Go through the following data and transcribe exactly the stretch of lines from the one holding "This does not" to the one holding "The redirect should", both included.

** DATASET ENTRIES follows **

PR #663, opened 2019-06-17
Add YCash(YEC)

denverbdr:
Add CoinCode for Ycash(YEC).


prusnak:
choose the first available number

denverbdr:
Fixed, thank you for the guidance. 

Picked the first free number

PR #672, opened 2019-06-26
Add Aeon currency

BigslimVdub:
Add Aeon currency to the SLIP-0044 document. Website may change to https in the near future but will redirect to https if http is used after the change.


prusnak:
please use the first available number, also submit when you have a working https

BigslimVdub:
Ok, I think that is good now. Sorry I forgot to update from other merged coins.

prusnak:
Remove the trailing `|` character. Use number 355. The 354 got allocated in the meantime

PR #680, opened 2019-07-03
Added ABBC constant

abbc-foundation:
New constant for ABBC coin (https://www.abbcfoundation.com/)


prusnak:

abbc-foundation:
Can we use 0xABBC constant? Similar to IOTA using 0x107A?

prusnak:
No

abbc-foundation:
Ok, understood, is 0x800001ab available?

prusnak:

abbc-foundation:
Updated to use the first available constant

PR #983, opened 2020-09-02
Add XDS coin

dangershony:


prusnak:

dangershony:
Ah unfortunately this number is already in use by the miners, network was launched a few month back.

prusnak:
Not sure how the BIP44 path relates to miners.

dangershony:
Miners use wallets for POS and derive addresses to hold coins (I should have said stakers)
Sure we can change our wallets but it will represent bigger effort so I'd just abandone this PR instead (I was not aware we should stick to added numbers).
No harm done if you won't merge like this.

PR #995, opened 2020-10-06
SLIP-44 Added IRISnet

iRhonin:
Added IRISnet token.


prusnak:

iRhonin:
@prusnak done.

PR #1001, opened 2020-10-08
slip-0039: Explain design rationale regarding compatibility with BIP-39

andrewkozlik:
I noticed that a lot of people are surprised when they find that SLIP-39 shares are not convertible to a BIP-39 mnemonic, so I decided to emphasize that in the abstract and explain it in the design rationale. Also, some individuals have expressed a concern that the lack of this feature will lead to vendor lock-in. I tried to explain why that concern is unwarranted, so that we may easily reference this in blog posts or discussions. I tried to keep it succinct. Just have a quick look to confirm our stance.


Luckylukee:
`BIP39` mnemonic, or generate a new random one. Typing your own twelve words will probably not work how you expect, since the words require a particular structure (the last word contains a checksum).
More info
BIP39 Mnemonic code for generating deterministic keys
Read more at the official #1001 BIP39 spec

PR #1007, opened 2020-10-14
add haidai.network KELP

jiguangin:
add haidai.network KELP


prusnak:

PR #1016, opened 2020-11-11
Re-use 15 

gjhiggins:
Reassign from extinct ClearingHouse to Gapcoin


prusnak:
I see no reason why to do this. Allocate the new number.

PR #1020, opened 2020-11-17
Add BCHA

alisawoodenate:
A BCHA path code should be there for wallet developers.


prusnak:
This does not make sense, since neither BCHA nor BCHN implemented strong replay protection and thus they are still the same chain.

PR #1049, opened 2021-01-10
slip-0044: rebrand STB

shanev:
STB rebranded as STARS. STB was never deployed to mainnet.


prusnak:
Please show me a proof that STB was rebranded to STARS.

It seems the old web still runs at the old domain. I would expect there would be a redirect from the old domain to the new domain, or some kind of announcement of the rebrand.

shanev:
Sorry, submitted the PR too early. 

The redirect should work now (stakebird.com -> stargaze.fi). 

Announcement of the rebrand is at : https://twitter.com/starsdefi/status/1347793462951895041?s=20, and https://publicawesome.com.

PR #1059, opened 2021-02-06
Rebranding of SnowGem to TENT

ciripel:
Lately SnowGem rebranded to TENT so this is just an actualization of the coin name.


prusnak:
Merged as https://github.com/satoshilabs/slips/commit/65ed453f8de5a5dc77b6bc850942f636fef67e13

PR #1054, opened 2025-03-03
RISDEV-5306-Component-for-automatically-ordering-XML-elements-in-the-way-given-by-the-XSD

malte-laukoetter:


malte-laukoetter:
Sonar complains about duplicated code, but there is no real duplicated code, so i will just ignore that warning :)

backend/src/main/java/de/bund/digitalservice/ris/norms/application/service/LdmlDeElementSorter.java
```diff
@@ -0,0 +1,303 @@
...
+    var complexType = findDefinitionForSchemaType(typeName);
+
+    if (complexType.isEmpty()) {
+      elementOrderByType.put(typeName, List.of());
+      return List.of();
+    }
+
+    // Skip sorting for mixed content as there can be text nodes in between the sequence which we therefore cannot
+    // reliably reorder
+    if (complexType.get().getAttribute("mixed").equals("true")) {
```
SebastianRossa: Should we leave a javadocs comment in the public function that those types will not be sorted?

backend/src/main/java/de/bund/digitalservice/ris/norms/application/service/LdmlDeElementSorter.java
```diff
@@ -0,0 +1,303 @@
...
+      elementOrderByType.put(typeName, List.of());
+      return List.of();
+    }
+
+    var elements = NodeParser.getElementsFromExpression("./sequence/*", complexType.get());
+
+    var elementOrder = elements
+      .stream()
+      .flatMap(element -> {
+        if (Objects.equals(element.getTagName(), "xs:element")) {
```
SebastianRossa: Might this become a switch statement as well?

backend/src/main/java/de/bund/digitalservice/ris/norms/application/service/LdmlDeElementSorter.java
```diff
@@ -0,0 +1,303 @@
...
+            return Integer.MAX_VALUE;
+          }
+
+          return index;
+        })
+      )
+      .forEach(element::appendChild);
+  }
+
+  private List<String> findChildElementOrder(Element element) {
```
SebastianRossa, line 95: I think we could go more OOP here. While I think this class is relatively small and therefore could stay as is, it might be easier to understand when we move everything related to finding the ordering for a specific element to an Element class. The Element class could have a public getOrder() method. Inside this class all Element specific functionality could be encapsulated. This would mean all NodeParser call would be in this class similar to our other domain models.

backend/src/main/java/de/bund/digitalservice/ris/norms/application/service/LdmlDeElementSorter.java
```diff
@@ -0,0 +1,303 @@
...
+import org.w3c.dom.Document;
+import org.w3c.dom.Element;
+import org.w3c.dom.Node;
+
+/**
+ * Service for fixing the order of nodes within a LegalDocML.de element based on the xsd-Schema.
+ */
+public class LdmlDeElementSorter {
+
+  private final List<Document> schemas;
```
SebastianRossa, line 28: I think everything related to loading the xsd files could go into a repository. Thus making it interchangeable like loading from the internet, the database or some other place in the future.

backend/src/main/java/de/bund/digitalservice/ris/norms/application/service/LdmlDeElementSorter.java
malte-laukoetter: I tried around a bit but couldn't find a way to add some classes in here that still supported the multiple schema files and caching without making the code (at least in my eyes) more confusing. It would have split logic into many places and greatly reduced the locality of the logic. 

If we ever get more places that parse parts of the XSD-Schema for something we should probably reconsider this but for now I don't really see a way that adding classes for things in here increases the readability.

backend/src/main/java/de/bund/digitalservice/ris/norms/application/service/LdmlDeElementSorter.java
malte-laukoetter: i added a service for providing the schema files and also used it for loading the schemas in the LdmlDeValidator

PR #1055, opened 2025-03-04
Repo cleanup

andreasphil:
This PR performs various housekeeping in the repo with the goals of **reducing clutter, removing outdated information and files, and increasing clarity:**

- Updated the environment variable examples to include all relevant variables
- Removed the redundant top level `node-version` file: if I remember correctly this was needed due to a quirk in the setup of one developer, who is not in the team anymore. Please let me know if this causes issues for anyone.
- Merged German and English Codes of Conduct, to they can both be referenced at the same time and are consistent with our Contribution Guidelines.
- Removed the E2E test Docker setup, which was broken anyways and apparently not used by anyone in a long time
- Rename the `DockerfileApp` to a more standard `Dockerfile`

It also overhauls the READMEs, most importantly at the repo root, as well as the frontend and backend:

- Goals:
  - Quick reference for experienced Norms devies, who just want to look something up
  - Give people not familiar with the project an idea about how it works, without trying to be exhaustive
- Consider the system as a whole (frontend + backend + infra) instead of isolated modules
- Each piece of information should exist once and be referenced rather than duplicated (except for the quickstart)
- All outdated information removed


README.md
```diff
@@ -1,53 +1,170 @@
...
-Please refer to [`DEVELOPING.md`](./DEVELOPING.md) for further details.
+If you would like to contribute, check out [`CONTRIBUTING.md`](./CONTRIBUTING.md). Please also consider our [Code of Conduct](./CODE_OF_CONDUCT.md).
 
-# Contributions Welcome!
+## Additional Resources
 
-See [`CONTRIBUTING.md`](./CONTRIBUTING.md) for details.
+- 🔒 [RIS Reports](https://github.com/digitalservicebund/ris-reports) (additional documentation, including architecture diagrams and JavaDocs)
+- 🔒 [Infrastructure](https://github.com/digitalservicebund/ris-norms-infra)
+- 🔒 [Importer for migrated data](https://github.com/digitalservicebund/ris-norms-migration-import/)
```
malte-laukoetter, line 166: I'm not sure if we want to link them here as they are not public (or we should atleast add a comment about that so no one is confused)

malte-laukoetter (approved):
Thanks a lot for cleaning up the readme files! It's a lot cleaner and simpler to understand now :)

README.md
malte-laukoetter: oh that is what the lock is supposed to indicate, than don't mind my comment :)

VictorDelCampo:
@andreasphil since we don't have the nginx setup for a long time and you removed the docker file using it, you could also remove the `nginx-playwright.conf`

frontend/README.md
```diff
@@ -1,104 +1,128 @@
 # Frontend
 
-The frontend is the main entry point for users of _RIS norms_.
+The Norms frontend is a Single Page Application built with [TypeScript](https://www.typescriptlang.org/), [Vue](https://vuejs.org/), and [Tailwind](https://tailwindcss.com/). Most components come from [RIS UI](https://github.com/digitalservicebund/ris-ui), a component library shared with other NeuRIS projects. RIS UI is a theme for [PrimeVue](https://primevue.org/).
 
-# Development
+The frontend also includes our E2E tests.
 
-## Prerequisites
+Before diving into the code, please get familiar with our [code conventions](https://digitalservicebund.atlassian.net/wiki/x/BIC1N).
```
VictorDelCampo: This should also have the "lock" symbol because not publicly available?

monitoring/README.md
```diff
@@ -1,3 +1,5 @@
+# Monitoring
```
VictorDelCampo, line 1: Not really sure what do we have the `monitoring` module anymore ...

backend/README.md
```diff
@@ -1,123 +1,91 @@
-# Backend module
+# Backend
 
-Backend service built with Spring Boot.
+The Norms backend is a [Spring Boot](https://docs.spring.io/spring-boot/index.html) application build with Java. We use [Postgres](https://www.postgresql.org/) as our database and [Keycloak](https://www.keycloak.org/) as our identity provider. Both run locally using [Docker](https://www.docker.com/). In a live system (staging + production), the backend also serves the [frontend](../frontend/).
```
VictorDelCampo: missing UAT? :) when you say staging + production, though don't think relevant at all to say staging and production

backend/README.md
```diff
@@ -1,123 +1,91 @@
...
 
-License scanning is performed as part of the pipeline's `build` job. Whenever a production dependency
-is being added with a yet unknown license the build is going to fail.
+We aim to write JavaDoc comments to at least all public classes and methods. To fulfill this goal we use checkstyle, which is integrated not only into gradle but into lefthook (pre-commit).
 
-**To run a scan locally:**
+To run a check locally:
 
-```bash
-./gradlew checkLicense
```
VictorDelCampo, line 102: You remove the part about the backend license? Why?

backend/README.md
```diff
@@ -1,123 +1,91 @@
...
-
-**To run a check locally:**
-
-```bash
+```sh
 ./gradlew check
 ```
 
-## Check for outdated libraries
+## Check for Outdated Libraries
```
VictorDelCampo: I think i saw this "format" several times, why Outdated Libraries with capital letters at the beginning?

README.md
```diff
@@ -1,53 +1,170 @@
...
 
-  - the domain model
-  - the API specification and
-  - our Architecture Decision Records (ADR)
+## Slack Notifications
 
-- Additionally, there is the general [RIS Documentation](https://digitalservicebund.github.io/ris-reports/), which shows the RIS Norms
-  - [architecture diagrams](https://digitalservicebund.github.io/ris-reports/docs/architecture/diagrams_list.html)
-  - backend [JavaDocs](https://digitalservicebund.github.io/ris-reports/docs/backend-code-documentation/norms-java.html)
+Opt in to CI posting notifications for failing jobs to a particular Slack channel by setting a repository secret with the name `SLACK_WEBHOOK_URL`, containing a url for [incoming webhooks](https://api.slack.com/messaging/webhooks).
```
VictorDelCampo: Not sure about this part of slack in the global README and if at all in any readme :S

VictorDelCampo (commented):
Amazing clean up! Minor comments

README.md
andreasphil: Exactly! It's a bit weird because we're partly public and partly not, but since most people working with this are DS people who do have access to the resources I wanted to include them

backend/README.md
andreasphil: Good question, it's just a habit that I don't know when I picked it up but am 100% sure I have not invented. Had to look it up, it's [Associated Press style title case](https://en.wikipedia.org/wiki/Title_case#AP_Stylebook) (even though I don't know if I always use it correctly).

README.md
andreasphil: It was there before (in a different place) so I kept it, but wouldn't mind deleting it either. What do you prefer?

backend/README.md
andreasphil: I generally removed the docs about the license checker (for the frontend too) because I don't consider it a thing that people actively use but more of an automated check that runs in the pipeline. And I tried to not list every single possible command, only the most relevant for developing. Open to adding it back in if you disagree

backend/README.md
andreasphil: Was just intended as examples, will update it

monitoring/README.md
andreasphil: Do we still need/use it? Otherwise I can remove it. I assumed that is how our Grafana dashboards are created?

backend/README.md
andreasphil: Made the casing more consistent for all headings

backend/README.md
VictorDelCampo: Maybe just leave it there to create awareness about licensing? includes also the command that you would need to run locally if we face a problem in the pipeline. But don't have such a big strong opinion. you decide

README.md
VictorDelCampo: I would remove it cause i dont really understand why it should be there. It we had the info about what channel to follow i could maybe understand it (for new devs) but not this info about setting it up, cause it is anyway done in the settings of the GH repo

backend/README.md
andreasphil: There is a note about the licenses in the main README, it just doesn't include the specific command. Leaving it as it is

monitoring/README.md
VictorDelCampo: Will discuss this topic with Sebastian. You can close your PR if this was the only open topic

** End of DATASET ENTRIES **

SOLUTION TO THIS EXERCISE —
This does not make sense, since neither BCHA nor BCHN implemented strong replay protection and thus they are still the same chain.

PR #1049, opened 2021-01-10
slip-0044: rebrand STB

shanev:
STB rebranded as STARS. STB was never deployed to mainnet.


prusnak:
Please show me a proof that STB was rebranded to STARS.

It seems the old web still runs at the old domain. I would expect there would be a redirect from the old domain to the new domain, or some kind of announcement of the rebrand.

shanev:
Sorry, submitted the PR too early. 

The redirect should work now (stakebird.com -> stargaze.fi). 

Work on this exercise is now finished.